Good job. You got all the angles covered. I particularly like the packing under the RT. I don't think I've seen that before but it does give the needed radial relief. Even more might be good if you could stabilize the setup.

Jerry


----------



## ttrikalin

very nice, 
thanks for the tip!


----------



## John S

The problem is finding a milling cutter with the correct diameter as the button.

An alternative would be to use a boring head and then it could be dialled in to any size needed.

John S.


----------



## shred

John Stevenson  said:
			
		

> The problem is finding a milling cutter with the correct diameter as the button.
> 
> An alternative would be to use a boring head and then it could be dialled in to any size needed.
> 
> John S.


Good thought John. I was thinking that without CNC, it could be a bit tricky getting the desired diameter. With a CNC it could be pretty simple to pop these out, though there are other ways if you want to go that route.


----------



## GailInNM

It is not a bad as it might seem to use standard cutters. The button cutter diameter calculations normally published are to make a set of 8 cutters and are spaced accordingly. The tooth form for a particular cutter is most accurate for the smallest number of gear teeth for a particular cutter and is still acceptable for the largest number of gear teeth that can be cut with that particular involute cutter.

If we turn our thinking around a bit and calculate the range of teeth that can be cut with a particular button cutter diameter then we find that we can cut almost the entire range of gear teeth using standard milling cutters to make the gear cutters. OK for at least for higher pitch diameter gears. For lower pitch diameter gears the milling cutters will start to get fairly large. 

The attached Excel program will help. Enter the pressure angle and DP and then the number of teeth. It is not obvious, but you can change the number of teeth in fractional increments and watch the cutter diameter change to creep up on a standard milling cutter size and it will calculate the rest of the coordinates as well as the maximum number of teeth that the resulting cutter will cut. Of course a fractional number of teeth can not be cut, so this number has to be rounded up. Not the most convenient way of doing it, but it works. The second file attached shows how this was done to generate a 48 tooth gear cutter using a 5/16 diameter cutter.

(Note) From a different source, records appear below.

PR #2409, opened 2026-03-14
fix(neo4j): raise ValueError on incomplete credentials instead of silent fallback

### LINKED ISSUE #2307: Neo4j adapter should fail explicitly on incomplete credentials instead of silent fallback
## Problem / Background

The Neo4j adapter in `cognee/infrastructure/databases/graph/neo4j_driver/adapter.py` (lines ~59-82) logs a warning when credentials are incomplete but silently falls back to anonymous authentication. This can lead to confusing runtime errors later when operations fail due to missing permissions, rather than a clear startup error.

## Goal

Fail fast with a clear error message when Neo4j credentials are incomplete, rather than silently degrading to anonymous auth.

## Proposed Solution

Replace the silent fallback with an explicit error:

```python
if not username or not password:
    raise ValueError(
        "Neo4j credentials incomplete. Set GRAPH_DATABASE_USERNAME and "
        "GRAPH_DATABASE_PASSWORD in your .env file, or configure them programmatically."
    )
```

If anonymous auth is a legitimate use case, make it opt-in with a clear config flag (e.g., `GRAPH_DATABASE_ALLOW_ANONYMOUS=true`).

## Acceptance Criteria

- [ ] Incomplete Neo4j credentials raise a clear, actionable error message
- [ ] The error message tells the user exactly which env vars to set
- [ ] If anonymous auth is intentionally supported, it requires explicit opt-in
- [ ] Existing tests pass
- [ ] `ruff check .` passes

## Dependencies / Blockers

None.

## Relevant Links / Resources

- File: `cognee/infrastructure/databases/graph/neo4j_driver/adapter.py`

LeC-D:
## Summary

Fixes #2307.

The Neo4j adapter was silently falling back to anonymous auth when only one of username/password was provided, logging a warning but continuing. This leads to confusing permission errors at runtime rather than a clear startup failure.

## Changes

Replaced the silent fallback with an explicit `ValueError` that identifies the missing credential and tells the user exactly how to fix it:

```python
raise ValueError(
    f"Neo4j credentials incomplete: {missing} is not set. "
    "Provide both GRAPH_DATABASE_USERNAME and GRAPH_DATABASE_PASSWORD in your "
    ".env file, or configure them programmatically. "
    "If anonymous authentication is intentional, leave both values empty."
)
```

Anonymous auth (both values empty) is still fully supported — only partial credentials are rejected.

## Checklist
- [x] Incomplete credentials raise a clear, actionable `ValueError`
- [x] Error message identifies the specific missing variable
- [x] Anonymous auth (both empty) still works
- [x] Existing behavior for valid credentials unchanged

## Summary by CodeRabbit

* **Bug Fixes**
  * Neo4j authentication now enforces a strict requirement: both username and password must be provided together, or neither. Partial credentials will raise an error with a clear message.

### DIFF
--- a/cognee/infrastructure/databases/graph/neo4j_driver/adapter.py
+++ b/cognee/infrastructure/databases/graph/neo4j_driver/adapter.py
@@ -63,13 +63,19 @@ class Neo4jAdapter(GraphDBInterface):
         graph_database_name: Optional[str] = None,
         driver: Optional[Any] = None,
     ):
-        # Only use auth if both username and password are provided
+        # Only use auth if both username and password are provided.
+        # Partial credentials are an error — fail fast with a clear message.
         auth = None
         if graph_database_username and graph_database_password:
             auth = (graph_database_username, graph_database_password)
         elif graph_database_username or graph_database_password:
-            logger = get_logger(__name__)
-            logger.warning("Neo4j credentials incomplete – falling back to anonymous connection.")
+            missing = "GRAPH_DATABASE_PASSWORD" if graph_database_username else "GRAPH_DATABASE_USERNAME"
+            raise ValueError(
+                f"Neo4j credentials incomplete: {missing} is not set. "
+                "Provide both GRAPH_DATABASE_USERNAME and GRAPH_DATABASE_PASSWORD in your "
+                ".env file, or configure them programmatically. "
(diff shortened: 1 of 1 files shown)


LeC-D:
Closing in favour of #2411 which correctly targets the `dev` branch as per CONTRIBUTING.md.

PR #2418, opened 2026-03-15
fix(mcp): cognify_status works in API mode via REST endpoint

acsezen:
## Summary

- `cognify_status` MCP tool fails with `sqlite3.OperationalError: unable to open database file` when running in API mode (Docker Compose setup with separate backend)
- Root cause: the function calls local DB functions (`get_default_user()`, `get_unique_dataset_id()`) which require a SQLite database that doesn't exist in the MCP container (API mode skips migrations)
- Fix: in API mode, resolve dataset ID via `cognee_client.list_datasets()` (HTTP) and call `GET /api/v1/datasets/status` instead of raising `NotImplementedError`

## Changes

**`cognee-mcp/src/cognee_client.py`**:
- `get_pipeline_status()`: replaced `NotImplementedError` in API mode with actual HTTP call to `GET /api/v1/datasets/status`

**`cognee-mcp/src/server.py`**:
- `cognify_status()`: in API mode, uses `cognee_client.list_datasets()` to resolve dataset IDs via HTTP instead of calling local `get_default_user()` + `get_unique_dataset_id()` which hit the non-existent local SQLite DB

Direct (standalone) mode behavior is unchanged.

## Known limitation

The `pipeline_name` parameter is not used in API mode because `GET /api/v1/datasets/status` returns dataset-level status, not pipeline-specific status. In direct mode, `get_pipeline_status()` filters by pipeline name. This matches the current backend API capability — a pipeline-specific status endpoint would need to be added separately.

## Test plan

- [x] Tested in API mode Docker Compose setup — returns `{'dataset_id': 'DATASET_PROCESSING_COMPLETED'}` instead of SQLite error
- [x] Verified standalone (direct) mode still works unchanged
- [ ] Unit tests (none exist for this function currently)

## DCO Affirmation

## Summary by CodeRabbit

* **Bug Fixes**
  * Pipeline status checking now works in API mode: the app queries the backend and returns pipeline status instead of failing; API-mode returns empty status when no matching dataset is found and reports errors consistently.

* **Documentation**
  * README updated to clarify supported operations and API-mode limitations, specifying which status-tracking features are available in API mode.

### DIFF
--- a/cognee-mcp/src/server.py
+++ b/cognee-mcp/src/server.py
@@ -859,10 +859,11 @@ async def cognify_status():
                     UUID(d["id"]) for d in datasets if d.get("name") == "main_dataset"
                 ]
                 if not dataset_ids:
-                    return [types.TextContent(type="text", text="{}")]
-                status = await cognee_client.get_pipeline_status(
-                    dataset_ids, "cognify_pipeline"
-                )
+                    status = "{}"
+                else:
+                    status = await cognee_client.get_pipeline_status(
+                        dataset_ids, "cognify_pipeline"
+                    )
             else:
                 # Direct mode: use local cognee functions
                 from cognee.modules.data.methods.get_unique_dataset_id import get_unique_dataset_id


Vasilije1990:
@acsezen can you please check why test was changed and there seems to be a few changes that are not relevant or needed. Would be good to streamline this to just base changes to facilitate the fixes

PR #2441, opened 2026-03-17
fix: remove gpt-5 constraints in order to make it work with LM Studio…

malahmen:
This version will now work with the LAN LM studio server, where the models required are identified in the request.

## Summary by CodeRabbit

* **Refactor**
  * Standardized model initialization so mode settings are applied consistently across all model types. This reduces variance in behavior, improves reliability when switching modes, and streamlines internal logic to make responses more predictable and stable for end users.


malahmen:
wrong repo. ignore or delete this crap.

PR #2470, opened 2026-03-23
fix(llm): pass custom endpoint config and harden embedding fallback

shortslab-maker:
## Summary
- pass `endpoint` and `api_version` through the custom LLM adapter path
- harden embedding retrieval when providers return empty vectors
- retry embedding requests without `dimensions` when unsupported or when empty vectors are returned
- add regression tests for custom adapter wiring and embedding fallback behavior

## Root Cause
The custom provider path created `GenericAPIAdapter` without forwarding the configured endpoint and API version.
Separately, vector search code assumed at least one embedding was always returned and indexed into the first vector directly.

## Validation
- targeted unit tests for custom LLM adapter configuration
- targeted unit tests for empty-embedding and no-dimensions fallback behavior
- manual MCP `CHUNKS` call returned successfully without MCP error

## Release Notes

* **New Features**
  * Enhanced CORS configuration to support expanded local network access

* **Bug Fixes**
  * Improved embedding provider error handling with explicit validation for empty embeddings
  * Added intelligent retry logic for embedding requests with parameter incompatibilities

* **Tests**
  * Added test coverage for embedding engine edge cases
  * Added test coverage for custom LLM provider configuration

* **Chores**
  * Updated database dependency configuration

### DIFF
--- a/cognee/infrastructure/databases/vector/chromadb/ChromaDBAdapter.py
+++ b/cognee/infrastructure/databases/vector/chromadb/ChromaDBAdapter.py
@@ -11,7 +11,7 @@ from cognee.infrastructure.engine import DataPoint
 from cognee.infrastructure.engine.utils import parse_id
 from cognee.infrastructure.databases.vector.exceptions import CollectionNotFoundError
 from cognee.infrastructure.databases.vector.models.ScoredResult import ScoredResult
-from cognee.infrastructure.databases.exceptions import MissingQueryParameterError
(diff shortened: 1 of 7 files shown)


Vasilije1990:
Closing: this PR has merge conflicts and no follow-up activity. If the custom endpoint config and embedding fallback fix is still needed, a fresh PR against current main would be welcome. Thank you for the contribution!

PR #2486, opened 2026-03-26
fix: coerce empty port string to None in create_graph_engine

soichisumi:
## Problem

When `GRAPH_DATABASE_PORT` is unset or empty, `get_graph_context_config()` returns `graph_database_port=""` (empty string). This value is passed directly to community adapters (via `supported_databases` dict), which may call `int(port)`, causing:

I had a similar program written years ago that allowed entering the milling cutter diameter, pressure angle and DP and it would output the range of teeth that the resulting cutter would cut along with the other information to make a cutter.  It disappeared in the great computer crash of 5 or so years ago and I have not rewritten it. Future project, maybe?

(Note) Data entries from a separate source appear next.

PR #2487, opened 2026-03-26
fix: add EdgeType nodes to graph DB for GRAPH_COMPLETION search

soichisumi:
## Problem

`index_graph_edges()` creates `EdgeType` datapoints and calls `index_data_points()`, but some graph adapters (specifically FalkorDB via `cognee-community-hybrid-adapter-falkor`) don't persist nodes through `index_data_points()`. This results in EdgeType entries existing without vector embeddings in the graph database.

The consequence is that `GRAPH_COMPLETION` triplet search fails silently because it cannot find EdgeType vectors to match against query embeddings.

## Fix

Add an explicit `graph_engine.add_nodes(edge_type_datapoints)` call before `index_data_points()` in `index_graph_edges()`. This ensures EdgeType nodes are persisted with their vector embeddings in the graph database regardless of the adapter's `index_data_points` implementation.

## Impact

- Fixes `GRAPH_COMPLETION` search returning empty results on FalkorDB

If you use the attached program, you will notice that the upper range of gear teeth that can be cut does not exactly correspond with standard involute cutter sets. It is close enough however. I think that Brown and Sharp through in some fudge factors to make the upper end come out integers and I have never chased the equation down.

Gail in NM


View attachment GearCutters.xls


View attachment GearCutters2.xls


----------



## wheeltapper

Captain Jerry  said:
			
		

> Good job. You got all the angles covered. I particularly like the packing under the RT. I don't think I've seen that before but it does give the needed radial relief. Even more might be good if you could stabilize the setup.
> 
> Jerry



Hi Jerry
yes I agree about more relief, I discovered when I cut the gear I had to stone a bit more.

Roy


while I'm here, thanks for all the nice feedback guys an gals.


----------



## bob ward

That really is very clever Wheeltapper, thanks for sharing. And as is often the case an idea sets the brain cogs whirling and I think I can see an adaptation of your method to produce multi tooth gear cutters. I'll try to do a mock-up and take photos in the next day or 3.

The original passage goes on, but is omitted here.